Ben Olsen discusses firing after lengthy tenure as D.C. United’s coach

“It was strange,” he said. “There will be a lot of strange moments in the next few months and years that I’m not used to.”

That’s because the 43-year-old Olsen has been an integral part of the field or sideline in 22 of United’s 24 seasons.

Despite being laid off, Olsen is expected to remain employed. A clause in his contract that expires in December 2021 grants him a front office position at a lower salary. The job title has not yet been defined. Talks will resume soon. In the meantime, Olsen welcomes the break.

“I have to find the balance to step back a little and decompress after 10 intense years,” he said. “But you know me: the wheels turn. I’m not one to sit on the beach and fish for a month. My brain doesn’t work like that. “

Since his release, he has withdrawn to his art studio for comfort and comfort in his family.

“They have been understaffed for the past decade so it’s important to give them the time and energy they need,” said Olsen of his wife, Megan, and their three children. “But life also goes on and I’m looking forward to the unknown.”

Olsen has been in a difficult period of an uninterrupted career at United since leaving the University of Virginia in December 1997.

“I’ve never had this emptiness in my life,” he said. “It’s a healthy fear, but there is also some excitement. In two months I could say that I miss the coaching and have to get involved again. “

After his release, Olsen received messages from dozens of colleagues, current and former players and friends. It helped him appreciate what he had been through for over a decade – the longest tenure as head coach in United history and the second-longest streak in MLS behind Peter Vermes of Sporting Kansas City.

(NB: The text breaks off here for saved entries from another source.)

Issue #3477, opened 2021-01-12
Multisite - Cache Query String(s) & other features not working on subsites


vmanthos:
**Before submitting an issue please check that you’ve completed the following steps:**
- Made sure you’re on the latest version ✅
- Used the search feature to ensure that the bug hasn’t been reported before ✅

**Describe the bug**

“I’ve seen so many coaches over the years leave a team with such a bitter taste in their mouth,” said Olsen. “I knew that day was coming, and I prepared for it to make sure I didn’t go like this – that I leave with a real sense of pride in what I’ve done and grateful for the relationships I have built over 20 years. “

Repeating his written statement last week, Olsen said: “My time as a coach at the club had to end. I think the club has to move in a different direction and that’s a healthy thing for everyone.

“It is still difficult to come to this realization. Don’t get me wrong: letting go still hurts. But sometimes things that make sense for me and the club are not easy. “

United qualified to the playoffs five of the past six years but had not won a postseason game since 2015. When he was released, the team ran out of time at 2-9-5. (Under interim coach Chad Ashton, DC lost in Chicago and joined Philadelphia; the team will visit Cincinnati on Sunday.)

Olsen didn’t want to go into detail about what went wrong, but a wave of long-term injuries and a number of underperformance from multiple players have damaged the cause.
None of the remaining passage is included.